En l’espèce, il est établi que la société [10] n’a pas manqué à son obligation d’égalité de traitement concernant la prime diverse, mais le jugement du conseil de prud’hommes et l’arrêt de la cour d’appel de Caen, en leurs dispositions désormais irrévocables, l’ont condamnée au paiement de rappels de salaire au regard du coefficient conventionnel applicable ainsi qu’au regard de la NAO, et au paiement de dommages et intérêts en réparation du préjudice résultant de l’absence de fourniture d’équipements de protection individuelle.
L’irrespect des dispositions conventionnelles en cause a porté atteinte à l’intérêt collectif de la profession représentée, de sorte que c’est de manière justifiée que les premiers juges ont condamné la société [10] à payer au syndicat la somme de 250 euros à titre de dommages et intérêts.
Le jugement est confirmé de ce chef.
III. Sur les frais du procès
En qualité de partie perdante pour l’essentiel, M. [C] est condamné aux dépens de la présente instance d’appel.
Pour autant, il est équitable de ne pas le condamner au titre de l’article 700 du code de procédure civile. La société est donc déboutée de sa demande.
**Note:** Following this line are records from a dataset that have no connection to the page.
PR #292, opened 2020-05-26
Add rebuild method

christianbundy:
Problem: There's no way to rebuild the database from SSB-DB, which
is necessary when you get a new unboxer key or want to resolve some
weird database bug under the hood.

Solution: Add `rebuild()` method to database and add tests to ensure
that it has the expected behavior. Currently it does **not**, and this
suggests that FlumeDB's rebuild code isn't actually doing any rebuilding
under the hood.

---

Minor version bump. Depends on:

- https://github.com/flumedb/flumeview-level/pull/25
  - https://github.com/flumedb/test-flumeview-index/pull/3
- https://github.com/flumedb/flumedb/pull/46


index.js
```diff
@@ -15,27 +15,28 @@ function isObject(o) { return 'object' === typeof o }
...
+  messagesByType: 'source',
   progress: 'sync',
+  publish: 'async',
+  rebuild: 'async',
   status: 'sync',
-  getVectorClock: 'async',
   version: 'sync',
-  help: 'sync',
+  whoami: 'sync',
 }
```
christianbundy, line 40: Sorted and added 'rebuild'.

test/create-ssb.js
```diff
@@ -1,12 +1,20 @@
...
-    require('mkdirp').sync(dir)
+    rimraf.sync(dir);
+    mkdirp.sync(dir);
   }
-  var keys = opts.keys = opts.keys || ssbKeys.generate()
-  return require('../create')(dir, opts, keys)
-}
+
+  const keys = (opts.keys = opts.keys || ssbKeys.generate());
+  return require("../create")(dir, opts, keys);
```
mixmix, line 19: missed one!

Le syndicat voyant aboutir sa prétention, la société est condamnée à lui payer la somme de 800 euros sur ce même fondement, au titre de la présente instance sur renvoi après cassation.
PAR CES MOTIFS,
La cour, statuant publiquement par mise à disposition au greffe, par arrêt contradictoire rendu en dernier ressort,
Confirme le jugement en ce qu’il a condamné la société [10] à payer au syndicat général des transports [6] la somme de 250 euros en réparation du préjudice causé à l’intérêt collectif des salariés, avec intérêts au taux légal à compter de la signification du jugement,
L’infirme en ce qu’il a condamné la société [10] à payer à M. [C] la somme de 3 888 euros brut à titre de rappel sur « prime diverse », outre les intérêts afférents,
Statuant à nouveau du chef infirmé, et ajoutant au jugement :
Déboute M. [C] de sa demande de rappels de « prime diverse »,
Condamne M. [C] aux dépens de la présente instance d’appel sur renvoi après cassation,
Déboute la société de sa demande de condamnation de M. [C] au titre de l’article 700 du code de procédure civile,
Condamne la société à payer au syndicat la somme de 800 euros sur le fondement de l’article 700 du code de procédure civile, au titre de la présente instance d’appel sur renvoi après cassation.